Ce raisonnement montre un point clé : la résistance totale n’est pas toujours égale au simple produit “nombre de vis × résistance unitaire”. Les effets de groupe, l’entraxe, la répartition des efforts et les tolérances de pose réduisent souvent la capacité réelle du système.

Valeurs comparatives d’ordre de grandeur

Le tableau ci-dessous illustre des ordres de grandeur issus de la formule simplifiée de cette page, pour une sollicitation axiale à 0°, kmod = 0,80 et γM = 1,30. Il ne s’agit pas de valeurs normatives universelles, mais d’une base de comparaison cohérente pour le pré-dimensionnement.

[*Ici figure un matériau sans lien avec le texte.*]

PR #751, opened 2020-01-16
Provider Legendasdivx

GermanG:
This is my second try on providers, anyway this one has limitations, only parses the first page of results and looks for the full name of the file. 
I might improve it if the users need it.
I this case I don't use it myself so it should considered beta code.

As usual, feel free to comment/correct.

Regards,
German.


morpheus65535:
Hi German, I appreciate your help! If your available to improve / help debug it, I'm fine to merge it. :-)

PR #3480, opened 2026-08-02
Add TsukiHime subtitle provider

rokogan:
## Summary

Add TsukiHime as an official Bazarr anime subtitle provider for both series episodes and movies.

The provider uses TsukiHime's public API to resolve anime by AniDB ID for episodes and AniList ID for movies, ranks matching completed releases, discovers supported subtitle attachments, and downloads the original SRT/ASS/SSA/SUB/VTT track from TsukiHime's XZ-compressed storage.

## Implementation

- add the credential-free `tsukihime` provider and register its empty configuration
- reuse Bazarr's AniDB refiner for episode series IDs and episode numbers without requiring AniDB API credentials
- reuse Bazarr's AniList refiner for movie IDs
- support both TsukiHime-native `/attach` storage and AnimeTosho-mirrored `/tosho/attach` storage
- preserve forced and hearing-impaired language flags and original subtitle formats
- rank release/file candidates against the original media name and avoid duplicate download URLs
- expose TsukiHime in the provider settings UI and supported-provider README list
- add focused offline tests for episode and movie discovery, both storage paths, XZ decompression, invalid archives, and missing IDs

## Validation

- `pytest -q tests/bazarr/`: 151 passed on Python 3.12 / Windows
- `pytest -q tests/subliminal_patch/test_tsukihime.py`: 5 passed
- `npm run check:ts`: passed
- `npm run check`: passed
- `npx prettier -c src/pages/Settings/Providers/list.tsx`: passed
- `npm test -- --run src/pages/Settings/Providers/index.test.tsx`: 12 passed
- `npm run build:ci`: passed
- provider import checked with Bazarr's Python 3.10 runtime
- live episode search found 7 Arabic candidates and downloaded/decompressed a 24,038-byte SRT
- live movie search found 20 English candidates and downloaded/decompressed a 120,348-byte ASS track from the AnimeTosho-mirrored path

The live checks were run on Windows. Local frontend checks used Node 22; upstream CI should provide the pinned Node 24.18 runtime and the full Python 3.10-3.14 matrix.

An adjacent local run of the existing AnimeTosho and AnimeTosho.xyz provider tests produced 9 passes and one existing isolated failure in `test_list_subtitles_with_portuguese_br`; this change does not touch that provider or its test.

## Coordination and AI disclosure

[...]

PR #3597, opened 2026-09-16
Added anime provider tsukihime

anderson-oki:
# Description

Take over of #3480 with the fixes:

- Storage URL (TsukiHime's store only serves {attachment_id}.xz:)
- HI Regex
- Language Handling
- File Match fallback
- Error Handling
- Show provider release info with prefix such as Crunchyroll, Netflix.


custom_libs/subliminal_patch/providers/tsukihime.py
```diff
@@ -0,0 +1,342 @@
...
+        )
+        self.download_url = download_url
+        self.release_info = release_info
+        self.format = codec.lower()
+        self.verified_matches = verified_matches
+        self.matches = set()
+
+    @property
+    def id(self):
+        return self.download_url
```
morpheus65535: Is download_url uniqeu or reused for season packs or compressed subtitles archives?

morpheus65535 (approved):

custom_libs/subliminal_patch/providers/tsukihime.py
anderson-oki: Nice catch we just fixed it recently and i already forgot 😅

custom_libs/subliminal_patch/providers/tsukihime.py
```diff
@@ -0,0 +1,381 @@
...
+            original_format=True,
+        )
+        self.download_url = download_url
+        self.release_info = release_info
+        self.release_id = release_id
+        self.format = codec.lower()
+        self.verified_matches = verified_matches
+        # TsukiHime has no uploader concept, so Bazarr's free-text Uploader column carries the
+        # streaming source of the release (e.g. "Crunchy Roll", "Netflix") to tell apart variants.
+        self.uploader = uploader
```
anderson-oki: @morpheus65535 Do you see any issues on doing this? So  you can tell apart why they look the same

Image

morpheus65535: Streaming service should be in release_info (maybe prepend or append it). If you don't have uploader, leave it as `None` or empty string (I don't remember) and it will show `n/a`. That's what we did with other providers.

anderson-oki: I mean, the problem is that on the UI it appears like 10 items with exactly same name and it looks duplicated, so i was kind of thinking if we could use that column Uploader as a hack to display that they are actually different since they have the exactly same name

morpheus65535: I did understood. My point is that I'm not incline to use uploader as a hack. Modify the information provided as release info to show the difference between those releases.

anderson-oki: Good point, thanks @morpheus65535, i updated the release info instead.

morpheus65535 (approved):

Bois ρk (kg/m³) Vis lef (mm) Fax,Rk estimée (kN) Fax,Rd estimée (kN)
Épicéa 350 5 mm 50 1.76 1.08
Épicéa 350 6 mm 60 2.45 1.51
Pin sylvestre 420 6 mm 60 2.83 1.74
Douglas 450 8 mm 80 4.74 2.92
Chêne dense 650 8 mm 80 6.35 3.91

Bonnes pratiques de mise en oeuvre

  • Choisir une longueur filetée réellement adaptée à l’épaisseur de la pièce porteuse.
  • Respecter les distances minimales aux bords, abouts et entraxes entre vis.
  • Éviter les zones de nœuds, fissures, poches de résine ou bois altéré.
  • Prépercer dans les bois denses lorsque la notice du fabricant le recommande.
  • Utiliser des vis structurelles certifiées quand l’assemblage est porteur.
  • Vérifier séparément l’arrachement, le cisaillement, l’écrasement local et le fendage.
  • Tenir compte des classes de service et de la corrosion en ambiance humide ou extérieure.

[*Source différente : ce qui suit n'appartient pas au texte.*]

PR #14, opened 2021-06-06
Add an command to create user

LogischJo:
This PR includes an artisan command to create an admin account mainly for the first installation.

### DIFF
--- a/app/Console/Commands/createUser.php
+++ b/app/Console/Commands/createUser.php
@@ -51,7 +51,7 @@ class createUser extends Command
         if (is_null($response)) {
             print_r('It seems that your Pterodactyl ID isnt correct. Rerun the command and input an correct ID');
 
-            return;
+            return false;
         };
 
         $user = User::create([
@@ -69,5 +69,6 @@ class createUser extends Command
             ['Ptero-ID', $user->pterodactyl_id],
             ['Admin', $user->role],
         ]);
+        return true;
     }
 }
--- a/app/Console/Commands/createUser.php
+++ b/app/Console/Commands/createUser.php
@@ -1,0 +1,73 @@
+<?php
+
+namespace App\Console\Commands;
+
+use Illuminate\Console\Command;
+use App\Classes\Pterodactyl;
+use App\Models\User;
+use Illuminate\Support\Facades\Hash;
+
+class createUser extends Command
+{
+    /**
+     * The name and signature of the console command.
+     *
+     * @var string
+     */
+    protected $signature = 'make:user {--ptero_id=} {--password=}';
+
+    /**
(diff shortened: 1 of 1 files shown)


RamonRobben (approved):
Looks fine to me. @AVMG20 is testing it so he will merge once approved by him.

RamonRobben:
@LogischJo I changed the branch where you are merging to to the Development branch since we will be using that from now on. So for your future pull requests please merge to the Development branch instead of main.

app/Console/Commands/createUser.php
```diff
@@ -0,0 +1,74 @@
...
+     * Execute the console command.
+     *
+     * @return int
+     */
+    public function handle()
+    {   
+
+        $ptero_id = $this->option('ptero_id') ?? $this->ask('Please specify your Pterodactyl ID.');
+
+        $password = $this->option('password') ?? $this->ask('Please specify your password.');
```
AVMG20, line 46: Can you please check if this password is at least 8 chars :)

app/Console/Commands/createUser.php
```diff
@@ -0,0 +1,74 @@
...
+        
+        $response = Pterodactyl::getUser($ptero_id);
+
+
+        if (is_null($response)) {
+            print_r('It seems that your Pterodactyl ID isnt correct. Rerun the command and input an correct ID');
+
+            return false;
+        };
```
AVMG20, line 55: unnecessary semicolon at the end ;

app/Console/Commands/createUser.php
AVMG20, line 46: Can you please check if this password is at least 8 chars :)

AVMG20 (changes requested):

app/Console/Commands/createUser.php
LogischJo: Do you already have Password Validation rules which I could use?

AVMG20: you only have to verify if the password is at least 8 long for now :) better password validation can be added later on :)

RamonRobben: > Do you already have Password Validation rules which I could use?

As far as I believe we do not currently have this. Password just needs to be at least 8 characters.

LogischJo: k

app/Console/Commands/createUser.php
LogischJo: Removed

app/Console/Commands/createUser.php
LogischJo: Added new Commit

Erreurs fréquentes à éviter

La première erreur consiste à surestimer la longueur d’ancrage en prenant la longueur totale de la vis au lieu de la longueur filetée efficace. La deuxième est d’ignorer la densité réelle du bois. La troisième est de négliger les effets de groupe quand plusieurs vis travaillent simultanément. Il faut aussi éviter de comparer directement des valeurs de catalogue issues d’essais différents, car les protocoles d’essai, les classes de bois, les conditions d’humidité et les critères de rupture ne sont pas toujours identiques.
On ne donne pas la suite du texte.